The kick of a startup - joshuacc
http://paraschopra.com/blog/personal/making-money-bootstrapped-startup.htm
======
Mz
_But the theoretical question has been answered and a certain level of
satisfaction has set in. What can be the next level of kick for my sweet-
little startup? Perhaps doing something that requires another leap of faith
and pushes us into the unknown._

Perhaps. Or perhaps not. The description in the article reminds me of people
who are addicted to the excitement of starting new relationships but can't
seem to make one work long-term because they have to move on and recapture the
thrill and excitement of starting a new one again. Lots of long term
relationships are dreadful and stuck in a rut, but not all of them.

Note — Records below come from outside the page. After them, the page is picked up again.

PR #2627, opened 2026-08-27
Add compact import generation in wasm-smith

chacailline:
Updates wasm-smith to generate compact import sections.

Allows wasmtime fuzzing of compact import sections for bytecodealliance/wasmtime#14108.

`Module::imports_exports_from_module_shape` and `Module::arbitrary_imports_from_available` are also updated to accept compact imports and to generate them when it's enabled in the config.

I enabled the proposal by default. `config.rs` has a comment saying "Proposals that are not stage4+ are disabled by default." By that logic, we may want to enable wide arithmetic by default too.

Outside of `#[cfg(feature = "component-model")]`, `DuplicateImportsBehavior::Disallowed` was only ever created in an if-test in `Module::arbitrary_imports`, so I had to add a `#[cfg]` gate to pass CI.

The binary format supports empty compact import statements, but it's not clear whether the text format will support them. See WebAssembly/compact-import-section#22. Currently, `wasmparser` doesn't accept them, but `wasmprinter` outputs them if given a binary with empty statements.

For now, I don't generate empty statements. If they're not allowed, we should update `wasmprinter` not to generate them. If they are allowed, we should update `wasmparser` to accept them, and probably generate them in `wasm-smith`.

### DIFF
--- a/crates/fuzz-stats/src/bin/failed-instantiations.rs
+++ b/crates/fuzz-stats/src/bin/failed-instantiations.rs
@@ -106,6 +106,7 @@ impl State {
 
         // Wasmtime doesn't support these proposals yet.
         config.gc_enabled = false;
+        config.compact_imports_enabled = false;
 
         let mut wasm = wasm_smith::Module::new(config, &mut u)?;
         wasm.ensure_termination(10_000).unwrap();
--- a/crates/wasm-smith/src/config.rs
+++ b/crates/wasm-smith/src/config.rs
@@ -103,6 +103,12 @@ macro_rules! define_config {
             /// with exactly the same names and types as those in the provided
             /// WebAssembly module.
             ///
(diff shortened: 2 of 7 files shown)


chacailline:
`Module::arbitrary_imports` gained some complexity because we have to check constraints in the nested loops too. We also can't use `arbitrary_loop` for the outer loop. We could for the inner loops, but I didn't think it would be any cleaner.

`Module::arbitrary_imports_from_available` instead generates all imports to start, then decides whether to group adjacent ones with the same module / type. This is cleaner, but if we did it with random module / type names, I think we would almost never generate any compact imports with more than 1 element.

alexcrichton (approved):
This all looks great to me, thanks! It's expected that this'd generally make things more complicated but everything here looks as I'd expect

PR #2643, opened 2026-09-08
Return an error instead of panicking on fixed-length-list size overflow

### LINKED ISSUE #2637: Integer overflow panic in `wit-parser` `SizeAlign` for nested fixed-length lists
## Summary

`SizeAlign`'s handling of `TypeDefKind::FixedLengthList(ty, size)` computes the total size as `element_size * length` and panics on overflow instead of returning an error:

```rust
// crates/wit-parser/src/sizealign.rs:266-273
TypeDefKind::FixedLengthList(t, size) => {
    let field_align = self.align(t);
    let field_size = self.size(t);
    ElementInfo::new(
        ArchitectureSize::new(
            field_size.bytes.checked_mul(*size as usize).unwrap(),    // <-- panics on overflow
            field_size.pointers.checked_mul(*size as usize).unwrap(),
        ),
        field_align,
    )
}
```

`size` is a `u32` taken directly from the WIT text `list<T, N>` syntax (`crates/wit-parser/src/ast.rs:1454-1463`), parsed with no upper bound — unlike the component *binary* format, which bounds fixed-length list lengths to `MAX_WASM_FIXED_LENGTH_LIST_ELEMENTS = 1 Gi`. Nesting two fixed-length lists whose element type has a non-trivial size (e.g. `u64`) drives `element_size * length` past `usize::MAX`, so `checked_mul` returns `None` and `.unwrap()` panics. This fires in release builds too (it's a real panic, not a `debug_assert`).

`SizeAlign::fill(&Resolve)` iterates all types in the resolve, so the overflow is reachable even when the oversized fixed-length list is never used by any function signature.

## Repro

```wit
package test:types;
interface types {
  type a = list<u64, 4294967295>;
  type b = list<a, 4294967295>;
}
world w { import types; }
```

Parsing this via `wit_parser::Resolve::push_source` and computing sizes via `SizeAlign::fill` (or running `wasm-tools wit-dylib` on it) panics:

```
thread 'main' panicked at .../wit-parser-0.257.1/src/sizealign.rs:271:70:
called `Option::unwrap()` on a `None` value
```

Reproduced on `wit-parser` `0.230.0` (first version shipping this code, panic at `sizealign.rs:268`) and `0.257.1` (latest, panic at `sizealign.rs:271`), and on main HEAD `a7ef4778a98ed6d49c7785487dbd95bf053d788d`.

Controls confirming it's specifically the multiplication overflow, not a parse error:

| Case | Result |
|---|---|
| `type a = list<u64, 2>; type b = list<a, 3>` | exits fine |
| `type a = list<u64, 4294967295>` alone (size 34359738360) | no overflow, exits fine |
| `type a = list<u8, 4294967295>; type b = list<a, 4294967295>` (size 4294967295² = 18446744065119617025, under u64::MAX) | no overflow, exits fine |
| Two nested `list<u64, ...>` | panics |

Happy to open a PR for this if useful.

zikk090:
`SizeAlign::fill` (and its internal `calculate` helper) computed the size of a `FixedLengthList` as `element_size * length` via `checked_mul(..).unwrap()`, which panics when the multiplication overflows `usize`. Since `list<T, N>` places no upper bound on `N` in the WIT text format (unlike the component binary format, which bounds it to `MAX_WASM_FIXED_LENGTH_LIST_ELEMENTS`), a WIT document with two nested fixed-length lists of a non-trivial element type is enough to overflow the multiplication and abort the process, in a release build too.

This changes `SizeAlign::fill`/`calculate` to return `anyhow::Result` and propagates that outward through `wit-dylib`'s `Adapter::encode`, `create`, and `create_with_metadata`, and their two call sites (the `wasm-tools wit-dylib` CLI subcommand and the wit-dylib test-programs harness). A oversized fixed-length list now surfaces as a normal error instead of aborting:

    $ wasm-tools wit-dylib poc.wit
    error: size of fixed-length list of 4294967295 elements overflows
    the target architecture's address space

Adds a regression test covering both the overflow case (now returns `Err`) and a benign nested fixed-length list (still computes correctly).

Fixes #2637

### DIFF
--- a/crates/wit-dylib/src/lib.rs
+++ b/crates/wit-dylib/src/lib.rs
@@ -1491,7 +1491,7 @@ world w {{
             )
             .unwrap();
         let world = resolve.select_world(&[package], None).unwrap();
-        let adapter = super::create(&resolve, world, None);
+        let adapter = super::create(&resolve, world, None).unwrap();
         for payload in Parser::new(0).parse_all(&adapter) {
             match payload.unwrap() {
                 Payload::CodeSectionEntry(body) => {
--- a/crates/wit-dylib/src/lib.rs
+++ b/crates/wit-dylib/src/lib.rs
@@ -51,24 +51,28 @@ pub enum StackPointer {
     TaskContext,
 }
 
-pub fn create(resolve: &Resolve, world_id: WorldId, opts: Option<&mut DylibOpts>) -> Vec<u8> {
-    create_with_metadata(resolve, world_id, opts).0
+pub fn create(
+    resolve: &Resolve,
+    world_id: WorldId,
+    opts: Option<&mut DylibOpts>,
+) -> anyhow::Result<Vec<u8>> {
+    Ok(create_with_metadata(resolve, world_id, opts)?.0)
 }
 
 pub fn create_with_metadata(
     resolve: &Resolve,
     world_id: WorldId,
     mut opts: Option<&mut DylibOpts>,
-) -> (Vec<u8>, Metadata) {
+) -> anyhow::Result<(Vec<u8>, Metadata)> {
     let mut adapter = Adapter::default();
     if let Some(opts) = &mut opts {
         adapter.opts = opts.clone();
     }
-    let result = adapter.encode(resolve, world_id);
+    let result = adapter.encode(resolve, world_id)?;
     if let Some(opts) = &mut opts {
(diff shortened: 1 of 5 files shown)


pchickey (approved):
Thank you! Please fix the error discovered by the clippy CI job. The other failure appears spurrious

I have
spent a lot of time pondering what makes a relationship work long-term, really
work and not just stay together like they are stuck with each other and hate
it. I can't say that I have figured it out. I think I have more clues than I
once had. I am just tossing it out there as a possible concept for anyone who
has reached this less exciting stage with a start-up and is wondering how to
keep the love alive (so to speak) instead of abandoning it for some adventure.
(Not that there is necessarily anything wrong with moving on. I don't mean to
imply there is.)

I think for me, my hope is that doing things I find meaningful will help keep
my projects alive even after they are more mature -- that it can't just be
about the money or about the launch, but the work itself needs to be something
I believe in.

Time will tell if I am right about myself in that regard.